--- WHAT YOU NEED TO DO ---
Check each line of the listing for the string "would". Copy those where it appears.

--- DATA SUPPLIED ---

↓

PR #8908, opened 2019-03-24
Raise when retrieving capitalized module attribute

### LINKED ISSUE #8907: Capital word in module attributes
### Precheck

[origin proposal](https://groups.google.com/forum/#!topic/elixir-lang-core/2RHCgsoOnAw)

### Environment

Erlang/OTP 21 [erts-10.3] [source] [64-bit] [smp:8:8] [ds:8:8:10] [async-threads:1] [hipe]

Elixir 1.8.1 (compiled with Erlang/OTP 20)

### Current behavior

```ex
defmodule M do
  
  Module.put_attribute(__MODULE__, :A, 1)

  IO.inspect @A
end
```

iex -S mix
```shell
Compiling 1 files (.ex)
:ok
warning: module attribute @__aliases__ was set but never used
  lib/m.ex:5
```

### Expected behavior

Raising an error when trying to use capital word in module attribute (maybe better error type and message):
```
** (ArgumentError) module attributes cannot start with an uppercase letter
```

or support capital word in module attributes, could just ignore alias.

edisonywh:
Fixes #8907

### DIFF
--- a/lib/elixir/lib/kernel.ex
+++ b/lib/elixir/lib/kernel.ex
@@ -2867,6 +2867,10 @@ defmodule Kernel do
   """
   defmacro @expr
 
+  defmacro @{:__aliases__, _meta, _args} do
+    raise ArgumentError, "module attributes set via @ cannot start with an uppercase letter"
+  end
+
   defmacro @{name, meta, args} do
     assert_module_scope(__CALLER__, :@, 1)
     function? = __CALLER__.function != nil
--- a/lib/elixir/test/elixir/kernel_test.exs
+++ b/lib/elixir/test/elixir/kernel_test.exs
@@ -361,6 +361,16 @@ defmodule KernelTest do
       _ = a
     end
 
+    test "setting attribute with uppercase" do
+      message = "module attributes set via @ cannot start with an uppercase letter"
+
+      assert_raise ArgumentError, message, fn ->
+        defmodule UpcaseAttrSample do
+          @Upper
+        end
+      end
+    end
+
     test "in module body" do
       defmodule InSample do
         @foo [:a, :b]


edisonywh:
I have a question though @josevalim - is it safe to assume that `__aliases__` means capitalized letter?

lib/elixir/test/elixir/kernel_test.exs
```diff
@@ -361,6 +361,18 @@ defmodule KernelTest do
...
+    test "setting attribute with uppercase" do
+      message = "module attributes cannot start with an uppercase letter"
+
+      assert_raise ArgumentError, message, fn ->
+        defmodule InSample do
+          @Upper
+        end
+      end
+    after
+      purge(InSample)
```
josevalim: You don't need to purge it here because the module was never defined in this case. So you can remove the whole `after` bit.

lib/elixir/test/elixir/kernel_test.exs
```diff
@@ -361,6 +361,18 @@ defmodule KernelTest do
       _ = a
     end
 
+    test "setting attribute with uppercase" do
+      message = "module attributes cannot start with an uppercase letter"
+
+      assert_raise ArgumentError, message, fn ->
+        defmodule InSample do
```
josevalim:
```suggestion
        defmodule UpcaseAttrSample do
```

lib/elixir/lib/kernel.ex
```diff
@@ -2867,6 +2867,10 @@ defmodule Kernel do
   """
   defmacro @expr
 
+  defmacro @{:__aliases__, _meta, _args} do
+    raise ArgumentError, "module attributes cannot start with an uppercase letter"
```
```suggestion
    raise ArgumentError, "module attributes set via @ cannot start with an uppercase letter"
```

edisonywh:
Updated as per suggestion @josevalim

josevalim:

PR #8912, opened 2019-03-27
Make List.last/1 deal with improper lists and improve specs

eksperimental:
Now List.last/1 deals with improper lists same way as Kernel.tl/1 does.

Spec is more specific when list is empty.

### DIFF
--- a/lib/elixir/lib/list.ex
+++ b/lib/elixir/lib/list.ex
@@ -235,6 +235,8 @@ defmodule List do
   @doc """
   Returns the last element in `list` or `nil` if `list` is empty.
 
+  It accepts improper lists.
+
   ## Examples
 
       iex> List.last([])
@@ -246,11 +248,18 @@ defmodule List do
       iex> List.last([1, 2, 3])
       3
 
+      iex> List.last([1, 2, 3 | 4])
+      4
   """
+  @spec last([]) :: nil
   @spec last([elem]) :: nil | elem when elem: var
-  def last([]), do: nil
-  def last([head]), do: head
-  def last([_ | tail]), do: last(tail)
+  @spec last(nonempty_improper_list(any, tail)) :: tail when tail: var
+  def last(list) when is_list(list), do: last_guarded(list)
+
+  defp last_guarded([]), do: nil
+  defp last_guarded([head]), do: head
+  defp last_guarded([_ | tail]), do: last_guarded(tail)
+  defp last_guarded(improper_list_tail), do: improper_list_tail
 
   @doc """
   Receives a list of tuples and returns the first tuple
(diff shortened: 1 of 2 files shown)


lib/elixir/lib/list.ex
```diff
@@ -246,11 +248,18 @@ defmodule List do
       iex> List.last([1, 2, 3])
       3
 
+      iex> List.last([1, 2, 3 | 4])
+      4
```
whatyouhide: Please add an empty line after this and before the `"""`.

lib/elixir/lib/list.ex
```diff
@@ -246,11 +248,18 @@ defmodule List do
...
   """
+  @spec last([]) :: nil
   @spec last([elem]) :: nil | elem when elem: var
-  def last([]), do: nil
-  def last([head]), do: head
-  def last([_ | tail]), do: last(tail)
+  @spec last(nonempty_improper_list(any, tail)) :: tail when tail: var
+  def last(list) when is_list(list), do: last_guarded(list)
```
whatyouhide: Since we're using brackets in all clauses except one, do we really need this additional function with the guard? Couldn't we add `is_list` to the last clause and achieve the same?

lib/elixir/lib/list.ex
eksperimental: @whatyouhide this is a great coincidence. Do we remember I have fixed these exact thing in a PR in the past. Do you know which commit was that or PR? I have been looking for it for the past 20 minutes to no avail, and now you send this comment.

lib/elixir/lib/list.ex
eksperimental: the last clause is not a list, is an improper list tail. If we don't check with `is_list` in the main function, we cannot tell whether the user passed a non-list term from the tail of an improper list.

lib/elixir/lib/list.ex
whatyouhide: I don't recall, sorry!

lib/elixir/lib/list.ex
whatyouhide: Oh I see what you mean. Then this maybe:

```elixir
def last([]), do: nil
def last([head]), do: head
def last([_ | tail]) when is_list(tail), do: last(tail)
def last([_ | improper_list_tail]), do: improper_list_tail
```

? Not sure this would work but it would save us the additional function.

lib/elixir/lib/list.ex
eksperimental: well. I will use this comment for reference. thank you anyway

josevalim:
`last` may not mean anything if a list is improper. If we go by this definition, then the `last` of a proper list is always `[]`. So I don't believe we should merge this. Thanks!

lib/elixir/lib/list.ex
eksperimental: you will run `is_list/0` the length of the list minus 2.
with my implementation it is run once.

PR #8913, opened 2019-03-27
List.to_string/1 improve error message and docs

eksperimental:
* Make List.to_string/1 error msg non-ambiguous and corrects it mentioning empty lists are valid
* Add elements allowed in List.to_string/1 to @doc
* add tests for empty lists

### DIFF
--- a/lib/elixir/lib/list.ex
+++ b/lib/elixir/lib/list.ex
@@ -870,11 +870,11 @@ defmodule List do
         raise ArgumentError, """
         cannot convert the given list to a string.
 
-        To be converted to a string, a list must contain only:
+        To be converted to a string, a list must only contain one of the following:
 
           * strings
           * integers representing Unicode code points
-          * or a list containing one of these three elements
+          * a list containing one of these three elements
 
         Please check the given list or call inspect/1 to get the list representation, got:
 
--- a/lib/elixir/lib/list.ex
+++ b/lib/elixir/lib/list.ex
@@ -845,6 +845,13 @@ defmodule List do
   Converts a list of integers representing code points, lists or
   strings into a string.
 
+  To be converted to a string, a list must either be empty or only
+  contain the following elements:
+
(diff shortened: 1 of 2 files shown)


lib/elixir/lib/list.ex
```diff
@@ -872,9 +872,9 @@ defmodule List do
 
         To be converted to a string, a list must contain only:
 
-          * strings
-          * integers representing Unicode code points
-          * or a list containing one of these three elements
+          * strings;
+          * integers representing Unicode code points;
+          * and/or a list containing one of these three elements.
```
whatyouhide: Could we achieve the same result by removing "or" from what we had here before the change?

eksperimental: Nope. because that would be that it must contain all three items

eksperimental: We could remove "or" and in the header say "a list must contain either:"

whatyouhide: I'm not really sure how so, but then what if we make the first sentence "To be converted to a string, a list must only contain one of the following:"?

eksperimental: I like it. let's go with it.

eksperimental:
Ok. I see other issues. a list must be empty and it is valid, and it doesn't follow any of the three items that this error message mention.

lib/elixir/lib/list.ex
eksperimental: fixed,

eksperimental: actually it is wrong. "one of the following" is wrong. it can contain a string and a number

eksperimental: I'm changing it for "To be converted to a string, a list must either be empty or only contain the following elements:"

eksperimental:
I have created a second commit that improves the docs and the tests.

PR #8915, opened 2019-03-27
Improve specs for List.first/1 and List.last/1 when list is empty

eksperimental:


fertapric:
@eksperimental what do you think about doing the same changes in other similar functions like `first`?

eksperimental:
great idea. done!

josevalim:

PR #8916, opened 2019-03-27
List.foldl/1 and List.foldr/1 docs and specs for empty lists

eksperimental:


josevalim:
Thanks Eksperimental!

As mentioned in other cases, we use typespecs mostly for docs and this is
one of the cases where I think that, although the specs are more precise,
the readability of them are worse. :(
-- 


*José Valim*
www.plataformatec.com.br
Skype: jv.ptec
Founder and Director of R&D

eksperimental:
as a last resort to make it more readable, 
`@spec foldl([], acc, (any, any -> any)) :: acc when initial_acc: var`

Your call

josevalim:
Let's leave them as is for now, thank you!

PR #9118, opened 2019-06-05
Add preferred_cli_target

mobileoverlord:
This PR addresses a common issue with running mix tasks, primarily `mix test` when `MIX_TARGET` is set to a value other than `:host`. This is why the behavior mimics that of `preferred_cli_env` with the exception that this will not be able to be overridden by setting `MIX_TARGET`. I feel that this behavior is okay because `mix` is a tool that is _always_ running on your `:host`. Therefore, you should be able to specify, in the task module or project config which target the tasks should run under, no matter what the target. If this behavior needs to be overridden, it could be done by setting `preferred_cli_target` in the `Mix.Project.config`.

The common pain is that `MIX_TARGET` is typically something that you `export` which then makes running `mix test` painful because it attempts to load dependencies that may be set for `targets: @not_host`. This inevitably leads to `MIX_TARGET=host mix test` which adds a hurdle for promoting good test practices.

### DIFF
--- a/lib/mix/lib/mix/cli.ex
+++ b/lib/mix/lib/mix/cli.ex
@@ -29,7 +29,7 @@ defmodule Mix.CLI do
     load_mix_exs()
     {task, args} = get_task(args)
     ensure_hex(task)
-    change_env(task)
+    maybe_change_env_and_target(task)
     run_task(task, args)
   end
 
@@ -104,24 +104,37 @@ defmodule Mix.CLI do
     end
   end
 
-  defp change_env(task) do
-    if env = preferred_cli_env(task) do
-      Mix.env(env)
+  defp maybe_change_env_and_target(task) do
+    task = String.to_atom(task)
+    config = Mix.Project.config()
 
-      if project = Mix.Project.pop() do
-        %{name: name, file: file} = project
-        Mix.Project.push(name, file)
-      end
+    env = preferred_cli_env(task, config)
+    target = preferred_cli_target(task, config)
+    env && Mix.env(env)
+    target && Mix.target(target)
+
+    if env || target do
+      reload_project()
     end
   end
 
-  defp preferred_cli_env(task) do
+  defp reload_project() do
+    if project = Mix.Project.pop() do
+      %{name: name, file: file} = project
+      Mix.Project.push(name, file)
+    end
+  end
+
+  defp preferred_cli_env(task, config) do
     if System.get_env("MIX_ENV") do
       nil
     else
-      task = String.to_atom(task)
-      Mix.Project.config()[:preferred_cli_env][task] || Mix.Task.preferred_cli_env(task)
+      config[:preferred_cli_env][task] || Mix.Task.preferred_cli_env(task)
     end
+  end
+
+  defp preferred_cli_target(task, config) do
+    config[:preferred_cli_target][task]
   end
 
   defp load_dot_config do
--- a/lib/mix/lib/mix/project.ex
+++ b/lib/mix/lib/mix/project.ex
@@ -67,8 +67,12 @@ defmodule Mix.Project do
     * `:preferred_cli_env` - a keyword list of `{task, env}` tuples where `task`
       is the task name as an atom (for example, `:"deps.get"`) and `env` is the
       preferred environment (for example, `:test`). This option overrides what
-      specified by the tasks with the `@preferred_cli_env` attribute (see the
+      is specified by the tasks with the `@preferred_cli_env` attribute (see the
       docs for `Mix.Task`). Defaults to `[]`.
+
+    * `:preferred_cli_target` - a keyword list of `{task, target}` tuples where
+      `task` is the task name as an atom (for example, `:test`) and `target`
+      is the preferred target (for example, `:host`). Defaults to `[]`.
 
   For more options, keep an eye on the documentation for single Mix tasks; good
   examples are the `Mix.Tasks.Compile` task and all the specific compiler tasks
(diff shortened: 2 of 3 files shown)


lib/mix/lib/mix/cli.ex
```diff
@@ -115,6 +116,17 @@ defmodule Mix.CLI do
     end
   end
 
+  defp change_target(task) do
+    if target = preferred_cli_target(task) do
+      Mix.target(target)
+
+      if project = Mix.Project.pop() do
+        %{name: name, file: file} = project
+        Mix.Project.push(name, file)
```
josevalim: Because this operation busts a bunch of cache, I think we should unify change_env and change_target into a single function and pop+push the project only once.

mobileoverlord: I updated this to only reload the project once if either of the two execute.

lib/mix/lib/mix/cli.ex
```diff
@@ -29,7 +29,11 @@ defmodule Mix.CLI do
     load_mix_exs()
     {task, args} = get_task(args)
     ensure_hex(task)
-    change_env(task)
+
+    if Enum.any?([change_env(task), change_target(task)]) do
```
josevalim:
```suggestion
    if change_env(task) || change_target(task) do
```

lib/mix/lib/mix/cli.ex
```diff
@@ -104,23 +104,40 @@ defmodule Mix.CLI do
...
       nil
     else
-      task = String.to_atom(task)
-      Mix.Project.config()[:preferred_cli_env][task] || Mix.Task.preferred_cli_env(task)
+      config[:preferred_cli_env][task] || Mix.Task.preferred_cli_env(task)
+    end
+  end
+
+  defp preferred_cli_target(task, config) do
+    if System.get_env("MIX_TARGET") do
```
mobileoverlord: This no longer functions in a desirable way. Since MIX_TARGET is almost always set when cross compiling, this code almost always has no effect. I this condition needs to be eliminated and it should always check the config and task.

josevalim: Hrm, this means then there is no way for me to override a default imposed by the task, and I think we ultimately need to provide a way for the developer to override that.

Why are you setting MIX_TARGET by hand? I understand that originally we had to do it to support both old and new Elixir versions alike... but maybe you can always set the target via `Mix.target` and leave the MIX_TARGET environment variable for only when users set it?

mobileoverlord: The user almost always has `MIX_TARGET` exported when working on a project that is cross compiled since they are spending a majority of their time compiling things for the target. Otherwise they would be running `MIX_TARGET=rpi3 mix compile` `MIX_TARGET=rpi3 mix firmware` `MIX_TARGET=rpi3 mix burn` all the time. The exception comes in for `mix run` and `mix test` since these are both situations where the execution should be for the host.

If the user wants to override the behavior I suggested above, they could set it to the original target in the mix file. `preferred_cli_target: [test: Mix.target()]` But I would argue that this would be highly unlikely in the case of `mix test`

If adding `@preferred_cli_target` to mix test feels too controversial, then we could add it to the mix file as a suggested default.

josevalim:
Good idea! Let’s remove the changes in Mix.Task then and have this be
driven exclusively by the mix.exs for now.
-- 


mobileoverlord:
I've updated this with the changes
* Always change target if `preferred_cli_target` is configured.
* Removed `@preferred_cli_target` from `mix test`

mobileoverlord:
After re reading your last comment, I think what you are suggesting is that we remove the ability for a task to set `@preferred_cli_target` is that correct?

mobileoverlord:
Okay, I removed `@preferred_cli_target` from `Mix.Task`

josevalim:
@mobileoverlord thanks! PR looks great but CI is failing. :)

mobileoverlord:
I fixed the failing test and rebased this PR

lib/mix/lib/mix/project.ex
```diff
@@ -67,9 +67,15 @@ defmodule Mix.Project do
     * `:preferred_cli_env` - a keyword list of `{task, env}` tuples where `task`
       is the task name as an atom (for example, `:"deps.get"`) and `env` is the
       preferred environment (for example, `:test`). This option overrides what
-      specified by the tasks with the `@preferred_cli_env` attribute (see the
+      is specified by the tasks with the `@preferred_cli_env` attribute (see the
       docs for `Mix.Task`). Defaults to `[]`.
 
+    * `:preferred_cli_target` - a keyword list of `{task, target}` tuples where
+      `task` is the task name as an atom (for example, `:"test"`) and `target`
```
fertapric: Those quotes are unnecessary, and newer Elixir versions warn in such cases (and the formatter removes them) 🙂 

```suggestion
      `task` is the task name as an atom (for example, `:test`) and `target`
```

lib/mix/lib/mix/project.ex
```diff
@@ -67,9 +67,15 @@ defmodule Mix.Project do
...
+      is the preferred target (for example, `:host`). This option overrides what
```
fertapric: I think the sentence "This option overrides what ..." should be removed since the support for the `@preferred_cli_target` attribute was dropped for now 🙂

lib/mix/lib/mix/project.ex
mobileoverlord: AH good catch!

mobileoverlord:
@fertapric Updated with the requested documentation changes

josevalim:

↑

--- FINAL ANSWER ---
? Not sure this would work but it would save us the additional function.
eksperimental: Nope. because that would be that it must contain all three items
mobileoverlord: The user almost always has `MIX_TARGET` exported when working on a project that is cross compiled since they are spending a majority of their time compiling things for the target. Otherwise they would be running `MIX_TARGET=rpi3 mix compile` `MIX_TARGET=rpi3 mix firmware` `MIX_TARGET=rpi3 mix burn` all the time. The exception comes in for `mix run` and `mix test` since these are both situations where the execution should be for the host.
If the user wants to override the behavior I suggested above, they could set it to the original target in the mix file. `preferred_cli_target: [test: Mix.target()]` But I would argue that this would be highly unlikely in the case of `mix test`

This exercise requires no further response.